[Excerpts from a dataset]
____
PR #383, opened 2020-04-16
Treat a passphrase error in --dry-run the same regardless of keyfile origin

gperciva:


gperciva:
The overall problem is the discrepancy in these commands:

```
$ tarsnap --config conf --keyfile hunter2.key --cachedir cache/ -c --dry-run -v recrypt/
Please enter passphrase for keyfile hunter2.key: 
tarsnap: Passphrase is incorrect
tarsnap: Error decrypting key file: hunter2.key
tarsnap: Cannot read key file: hunter2.key
$ tarsnap --config conf --cachedir cache/ -c --dry-run -v recrypt/
Please enter passphrase for keyfile hunter2.key: 
tarsnap: Passphrase is incorrect
tarsnap: Error decrypting key file: hunter2.key
tarsnap: Ignoring cachedir due to missing or invalid keyfile in config file.
a recrypt
a recrypt/.deps
a recrypt/.dirstamp
a recrypt/tarsnap-recrypt.1
a recrypt/tarsnap_recrypt-recrypt.o
a recrypt/.deps/.dirstamp
a recrypt/.deps/tarsnap_recrypt-recrypt.Po
td@beastie: ~/src/tarsnap/build (keyfile-passphrase-dry-run)
$ 
```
____
**WHAT THE TASK ASKS:** Every entry above must appear again in the reply, exactly as it stands.

**YOUR SOLUTION:**
PR #383, opened 2020-04-16
Treat a passphrase error in --dry-run the same regardless of keyfile origin

gperciva:


gperciva:
The overall problem is the discrepancy in these commands:

```
$ tarsnap --config conf --keyfile hunter2.key --cachedir cache/ -c --dry-run -v recrypt/
Please enter passphrase for keyfile hunter2.key: 
tarsnap: Passphrase is incorrect
tarsnap: Error decrypting key file: hunter2.key
tarsnap: Cannot read key file: hunter2.key
$ tarsnap --config conf --cachedir cache/ -c --dry-run -v recrypt/
Please enter passphrase for keyfile hunter2.key: 
tarsnap: Passphrase is incorrect
tarsnap: Error decrypting key file: hunter2.key
tarsnap: Ignoring cachedir due to missing or invalid keyfile in config file.
a recrypt
a recrypt/.deps
a recrypt/.dirstamp
a recrypt/tarsnap-recrypt.1
a recrypt/tarsnap_recrypt-recrypt.o
a recrypt/.deps/.dirstamp
a recrypt/.deps/tarsnap_recrypt-recrypt.Po
td@beastie: ~/src/tarsnap/build (keyfile-passphrase-dry-run)
$ 
```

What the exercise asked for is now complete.